> **The task**: With "system" as the search word, show every line of the material that has it.
##############################
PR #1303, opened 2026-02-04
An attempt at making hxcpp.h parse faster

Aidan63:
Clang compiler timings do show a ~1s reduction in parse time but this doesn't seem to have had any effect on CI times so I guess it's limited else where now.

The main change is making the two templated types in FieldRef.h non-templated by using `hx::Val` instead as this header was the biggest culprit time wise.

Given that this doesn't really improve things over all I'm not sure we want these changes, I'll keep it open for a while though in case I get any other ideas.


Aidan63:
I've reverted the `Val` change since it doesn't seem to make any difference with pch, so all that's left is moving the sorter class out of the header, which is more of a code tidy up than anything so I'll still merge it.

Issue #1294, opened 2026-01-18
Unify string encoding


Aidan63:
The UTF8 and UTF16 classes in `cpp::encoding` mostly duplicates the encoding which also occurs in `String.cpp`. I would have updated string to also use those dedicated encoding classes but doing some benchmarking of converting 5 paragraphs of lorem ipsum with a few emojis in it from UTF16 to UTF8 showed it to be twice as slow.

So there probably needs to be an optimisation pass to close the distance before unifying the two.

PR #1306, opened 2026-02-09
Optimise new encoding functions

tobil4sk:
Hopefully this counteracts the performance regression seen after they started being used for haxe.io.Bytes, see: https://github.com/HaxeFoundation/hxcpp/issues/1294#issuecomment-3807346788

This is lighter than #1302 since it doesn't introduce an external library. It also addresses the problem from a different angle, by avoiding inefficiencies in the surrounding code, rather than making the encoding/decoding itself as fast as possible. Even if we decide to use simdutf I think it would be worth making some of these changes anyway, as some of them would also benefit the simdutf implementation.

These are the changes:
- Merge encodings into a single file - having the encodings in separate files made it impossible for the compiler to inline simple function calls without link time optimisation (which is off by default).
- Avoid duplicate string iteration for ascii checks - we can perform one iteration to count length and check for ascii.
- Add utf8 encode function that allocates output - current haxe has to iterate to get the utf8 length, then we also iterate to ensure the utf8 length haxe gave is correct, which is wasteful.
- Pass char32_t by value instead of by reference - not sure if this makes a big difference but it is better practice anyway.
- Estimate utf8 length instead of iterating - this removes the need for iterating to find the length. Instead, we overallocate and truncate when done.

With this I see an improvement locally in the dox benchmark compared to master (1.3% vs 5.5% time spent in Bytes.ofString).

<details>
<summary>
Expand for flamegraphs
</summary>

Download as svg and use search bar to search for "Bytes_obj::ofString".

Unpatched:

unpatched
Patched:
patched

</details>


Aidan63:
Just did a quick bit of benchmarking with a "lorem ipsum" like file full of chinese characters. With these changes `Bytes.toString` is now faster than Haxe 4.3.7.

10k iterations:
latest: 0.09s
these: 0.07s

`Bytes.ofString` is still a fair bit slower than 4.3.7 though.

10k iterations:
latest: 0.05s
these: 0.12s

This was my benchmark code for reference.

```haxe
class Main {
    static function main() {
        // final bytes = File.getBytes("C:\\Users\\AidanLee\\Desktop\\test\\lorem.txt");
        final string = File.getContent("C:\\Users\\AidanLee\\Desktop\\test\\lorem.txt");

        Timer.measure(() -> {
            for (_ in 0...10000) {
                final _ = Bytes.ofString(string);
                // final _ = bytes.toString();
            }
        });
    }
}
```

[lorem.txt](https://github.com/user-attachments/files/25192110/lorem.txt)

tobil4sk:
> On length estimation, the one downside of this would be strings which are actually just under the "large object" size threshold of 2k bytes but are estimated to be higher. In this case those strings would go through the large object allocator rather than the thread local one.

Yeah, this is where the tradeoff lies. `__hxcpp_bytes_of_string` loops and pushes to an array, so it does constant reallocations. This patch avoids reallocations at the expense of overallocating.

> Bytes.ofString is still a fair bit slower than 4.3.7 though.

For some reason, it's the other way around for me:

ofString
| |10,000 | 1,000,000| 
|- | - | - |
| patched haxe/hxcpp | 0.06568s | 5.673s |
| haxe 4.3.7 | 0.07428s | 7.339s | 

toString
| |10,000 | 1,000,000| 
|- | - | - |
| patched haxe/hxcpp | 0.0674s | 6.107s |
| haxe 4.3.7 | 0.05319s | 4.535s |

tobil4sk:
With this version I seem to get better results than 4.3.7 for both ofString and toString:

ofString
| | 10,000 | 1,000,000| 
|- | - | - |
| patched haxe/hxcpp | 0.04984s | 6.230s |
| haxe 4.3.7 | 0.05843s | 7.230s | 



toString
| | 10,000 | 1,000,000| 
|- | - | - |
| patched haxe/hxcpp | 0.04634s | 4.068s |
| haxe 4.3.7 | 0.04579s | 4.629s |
##############################
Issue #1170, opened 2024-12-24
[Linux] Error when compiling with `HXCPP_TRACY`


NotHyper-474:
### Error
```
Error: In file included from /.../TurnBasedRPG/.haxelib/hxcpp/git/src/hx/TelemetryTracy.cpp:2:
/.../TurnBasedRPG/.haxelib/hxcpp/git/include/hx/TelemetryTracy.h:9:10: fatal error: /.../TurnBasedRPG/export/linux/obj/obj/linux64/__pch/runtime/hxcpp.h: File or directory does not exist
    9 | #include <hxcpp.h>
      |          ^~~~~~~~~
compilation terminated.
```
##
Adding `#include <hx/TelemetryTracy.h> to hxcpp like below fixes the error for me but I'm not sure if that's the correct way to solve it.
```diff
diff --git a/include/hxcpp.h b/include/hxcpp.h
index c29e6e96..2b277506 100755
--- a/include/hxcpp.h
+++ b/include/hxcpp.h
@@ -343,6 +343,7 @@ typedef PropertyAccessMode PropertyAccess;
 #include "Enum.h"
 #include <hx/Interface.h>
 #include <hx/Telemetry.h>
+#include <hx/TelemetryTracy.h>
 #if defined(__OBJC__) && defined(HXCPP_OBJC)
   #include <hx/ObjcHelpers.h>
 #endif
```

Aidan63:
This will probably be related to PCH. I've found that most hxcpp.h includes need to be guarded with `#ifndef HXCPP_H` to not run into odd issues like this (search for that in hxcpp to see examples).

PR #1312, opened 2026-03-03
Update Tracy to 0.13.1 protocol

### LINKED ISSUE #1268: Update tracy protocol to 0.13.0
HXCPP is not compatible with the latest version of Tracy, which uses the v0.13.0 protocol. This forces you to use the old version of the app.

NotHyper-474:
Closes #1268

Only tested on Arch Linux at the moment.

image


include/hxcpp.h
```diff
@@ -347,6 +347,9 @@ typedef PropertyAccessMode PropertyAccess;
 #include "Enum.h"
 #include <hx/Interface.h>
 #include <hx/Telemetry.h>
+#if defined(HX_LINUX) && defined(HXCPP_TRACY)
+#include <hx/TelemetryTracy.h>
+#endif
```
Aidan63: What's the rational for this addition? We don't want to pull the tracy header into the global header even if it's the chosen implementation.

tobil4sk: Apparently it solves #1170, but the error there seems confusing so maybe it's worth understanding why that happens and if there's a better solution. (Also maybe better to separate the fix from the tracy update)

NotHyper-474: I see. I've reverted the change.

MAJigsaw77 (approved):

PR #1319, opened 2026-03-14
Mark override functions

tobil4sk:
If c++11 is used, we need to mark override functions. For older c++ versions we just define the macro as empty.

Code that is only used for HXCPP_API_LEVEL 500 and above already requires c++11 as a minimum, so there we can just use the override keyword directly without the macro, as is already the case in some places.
##############################
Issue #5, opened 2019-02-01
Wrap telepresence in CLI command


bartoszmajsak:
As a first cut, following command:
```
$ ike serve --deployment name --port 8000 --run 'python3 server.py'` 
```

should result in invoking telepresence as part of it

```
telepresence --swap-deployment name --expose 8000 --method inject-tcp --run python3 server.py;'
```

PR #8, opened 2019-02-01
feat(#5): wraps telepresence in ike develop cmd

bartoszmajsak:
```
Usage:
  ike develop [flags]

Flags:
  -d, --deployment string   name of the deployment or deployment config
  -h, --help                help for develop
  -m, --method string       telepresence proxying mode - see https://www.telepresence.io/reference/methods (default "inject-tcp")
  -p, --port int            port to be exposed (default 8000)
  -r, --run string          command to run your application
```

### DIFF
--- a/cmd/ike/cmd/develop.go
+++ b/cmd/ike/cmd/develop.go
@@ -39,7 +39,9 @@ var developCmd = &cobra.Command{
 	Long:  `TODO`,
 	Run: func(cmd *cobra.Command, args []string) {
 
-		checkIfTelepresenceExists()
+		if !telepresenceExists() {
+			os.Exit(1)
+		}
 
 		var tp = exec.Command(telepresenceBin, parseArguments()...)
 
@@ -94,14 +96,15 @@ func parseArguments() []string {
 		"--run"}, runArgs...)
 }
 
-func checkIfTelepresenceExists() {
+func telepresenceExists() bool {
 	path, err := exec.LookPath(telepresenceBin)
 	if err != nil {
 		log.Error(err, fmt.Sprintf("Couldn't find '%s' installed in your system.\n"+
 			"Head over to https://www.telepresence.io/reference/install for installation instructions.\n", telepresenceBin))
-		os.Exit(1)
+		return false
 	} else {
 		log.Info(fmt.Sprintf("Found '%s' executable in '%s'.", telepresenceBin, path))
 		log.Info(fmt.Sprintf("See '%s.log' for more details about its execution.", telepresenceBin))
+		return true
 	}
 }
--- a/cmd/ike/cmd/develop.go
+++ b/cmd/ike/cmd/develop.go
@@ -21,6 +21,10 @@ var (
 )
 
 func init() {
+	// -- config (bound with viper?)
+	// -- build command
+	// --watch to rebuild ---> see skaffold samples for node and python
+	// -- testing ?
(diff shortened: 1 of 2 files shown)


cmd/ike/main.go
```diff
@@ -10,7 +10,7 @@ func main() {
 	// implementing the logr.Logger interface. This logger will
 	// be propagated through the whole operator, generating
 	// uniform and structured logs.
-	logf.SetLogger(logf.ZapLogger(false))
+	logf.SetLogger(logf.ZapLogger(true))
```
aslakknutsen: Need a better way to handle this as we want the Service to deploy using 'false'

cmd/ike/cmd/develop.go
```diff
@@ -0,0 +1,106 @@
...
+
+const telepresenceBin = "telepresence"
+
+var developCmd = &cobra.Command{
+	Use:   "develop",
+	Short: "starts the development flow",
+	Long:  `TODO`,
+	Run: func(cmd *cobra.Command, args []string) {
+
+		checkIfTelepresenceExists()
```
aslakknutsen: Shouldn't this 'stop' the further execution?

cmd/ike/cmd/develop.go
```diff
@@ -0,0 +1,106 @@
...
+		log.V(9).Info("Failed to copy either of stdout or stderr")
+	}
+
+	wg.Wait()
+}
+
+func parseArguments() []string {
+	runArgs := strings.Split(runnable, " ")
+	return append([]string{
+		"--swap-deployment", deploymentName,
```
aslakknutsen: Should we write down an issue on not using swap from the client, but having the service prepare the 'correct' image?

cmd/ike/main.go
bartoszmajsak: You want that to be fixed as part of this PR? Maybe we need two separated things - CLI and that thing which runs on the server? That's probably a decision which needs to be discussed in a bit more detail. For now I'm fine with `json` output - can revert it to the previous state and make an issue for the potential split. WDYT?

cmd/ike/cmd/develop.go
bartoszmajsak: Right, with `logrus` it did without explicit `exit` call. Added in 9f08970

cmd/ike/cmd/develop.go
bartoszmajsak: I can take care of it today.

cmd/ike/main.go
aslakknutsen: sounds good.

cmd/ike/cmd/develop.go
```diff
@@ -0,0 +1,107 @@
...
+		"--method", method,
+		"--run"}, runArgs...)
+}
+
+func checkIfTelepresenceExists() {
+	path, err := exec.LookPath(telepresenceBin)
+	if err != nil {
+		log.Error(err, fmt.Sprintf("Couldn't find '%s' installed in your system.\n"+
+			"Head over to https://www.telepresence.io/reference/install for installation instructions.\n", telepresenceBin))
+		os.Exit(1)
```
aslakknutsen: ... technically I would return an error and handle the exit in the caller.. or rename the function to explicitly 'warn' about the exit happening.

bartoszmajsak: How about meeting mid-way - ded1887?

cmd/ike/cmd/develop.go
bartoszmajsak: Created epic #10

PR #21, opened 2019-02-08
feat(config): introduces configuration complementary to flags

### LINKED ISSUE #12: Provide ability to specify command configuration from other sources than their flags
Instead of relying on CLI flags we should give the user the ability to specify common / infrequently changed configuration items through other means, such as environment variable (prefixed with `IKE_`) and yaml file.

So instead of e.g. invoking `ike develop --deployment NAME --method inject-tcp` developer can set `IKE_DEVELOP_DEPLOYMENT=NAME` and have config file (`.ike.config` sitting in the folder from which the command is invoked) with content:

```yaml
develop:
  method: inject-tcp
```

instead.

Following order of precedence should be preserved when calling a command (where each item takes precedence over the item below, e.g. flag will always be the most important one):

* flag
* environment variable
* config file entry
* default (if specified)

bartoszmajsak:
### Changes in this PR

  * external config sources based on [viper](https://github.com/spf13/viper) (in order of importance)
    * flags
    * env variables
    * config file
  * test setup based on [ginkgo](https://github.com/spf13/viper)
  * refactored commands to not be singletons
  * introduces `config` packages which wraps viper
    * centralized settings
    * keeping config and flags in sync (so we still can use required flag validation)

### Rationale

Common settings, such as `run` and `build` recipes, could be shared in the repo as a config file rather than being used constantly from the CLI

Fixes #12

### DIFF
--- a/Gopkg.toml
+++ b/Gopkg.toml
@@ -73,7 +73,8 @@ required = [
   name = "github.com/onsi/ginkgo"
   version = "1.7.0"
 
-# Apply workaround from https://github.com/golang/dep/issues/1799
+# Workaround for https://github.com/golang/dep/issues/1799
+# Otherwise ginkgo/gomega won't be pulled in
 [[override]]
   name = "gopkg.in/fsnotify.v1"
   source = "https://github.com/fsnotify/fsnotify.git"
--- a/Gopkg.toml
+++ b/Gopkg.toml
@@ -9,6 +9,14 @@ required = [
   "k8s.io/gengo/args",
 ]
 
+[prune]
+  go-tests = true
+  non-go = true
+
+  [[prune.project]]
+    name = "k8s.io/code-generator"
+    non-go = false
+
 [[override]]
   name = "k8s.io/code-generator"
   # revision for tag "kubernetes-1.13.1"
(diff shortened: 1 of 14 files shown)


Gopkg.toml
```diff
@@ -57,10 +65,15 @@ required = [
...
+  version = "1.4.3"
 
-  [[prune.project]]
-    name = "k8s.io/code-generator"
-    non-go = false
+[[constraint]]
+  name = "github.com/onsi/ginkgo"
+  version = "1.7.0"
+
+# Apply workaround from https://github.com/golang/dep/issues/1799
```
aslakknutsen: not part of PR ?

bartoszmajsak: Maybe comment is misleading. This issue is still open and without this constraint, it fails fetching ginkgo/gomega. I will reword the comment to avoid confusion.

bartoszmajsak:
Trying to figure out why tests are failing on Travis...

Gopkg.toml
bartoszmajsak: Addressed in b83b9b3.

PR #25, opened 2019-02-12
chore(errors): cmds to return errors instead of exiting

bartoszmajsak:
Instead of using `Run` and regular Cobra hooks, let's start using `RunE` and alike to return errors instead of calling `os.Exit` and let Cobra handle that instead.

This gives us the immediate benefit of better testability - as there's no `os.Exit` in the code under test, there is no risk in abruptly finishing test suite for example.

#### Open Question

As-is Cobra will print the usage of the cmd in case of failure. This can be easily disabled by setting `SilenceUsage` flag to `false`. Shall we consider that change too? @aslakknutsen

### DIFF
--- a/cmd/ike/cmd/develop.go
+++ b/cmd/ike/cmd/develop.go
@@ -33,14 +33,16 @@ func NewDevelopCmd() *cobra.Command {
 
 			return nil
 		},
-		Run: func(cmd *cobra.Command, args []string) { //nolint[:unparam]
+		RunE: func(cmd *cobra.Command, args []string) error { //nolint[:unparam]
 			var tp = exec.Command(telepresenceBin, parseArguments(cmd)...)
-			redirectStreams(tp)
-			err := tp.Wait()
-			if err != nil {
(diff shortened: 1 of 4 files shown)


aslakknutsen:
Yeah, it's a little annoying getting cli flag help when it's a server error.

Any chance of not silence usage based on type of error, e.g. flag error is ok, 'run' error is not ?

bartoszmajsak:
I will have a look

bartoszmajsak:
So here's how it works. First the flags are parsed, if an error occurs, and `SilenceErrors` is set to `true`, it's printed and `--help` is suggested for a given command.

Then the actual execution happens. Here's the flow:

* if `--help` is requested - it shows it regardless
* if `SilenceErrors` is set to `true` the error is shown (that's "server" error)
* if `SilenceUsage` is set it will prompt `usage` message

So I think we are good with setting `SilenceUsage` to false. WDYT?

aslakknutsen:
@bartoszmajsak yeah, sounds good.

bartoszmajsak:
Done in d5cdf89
##############################
> **Result of this task**:
 		log.Error(err, fmt.Sprintf("Couldn't find '%s' installed in your system.\n"+
+		log.Error(err, fmt.Sprintf("Couldn't find '%s' installed in your system.\n"+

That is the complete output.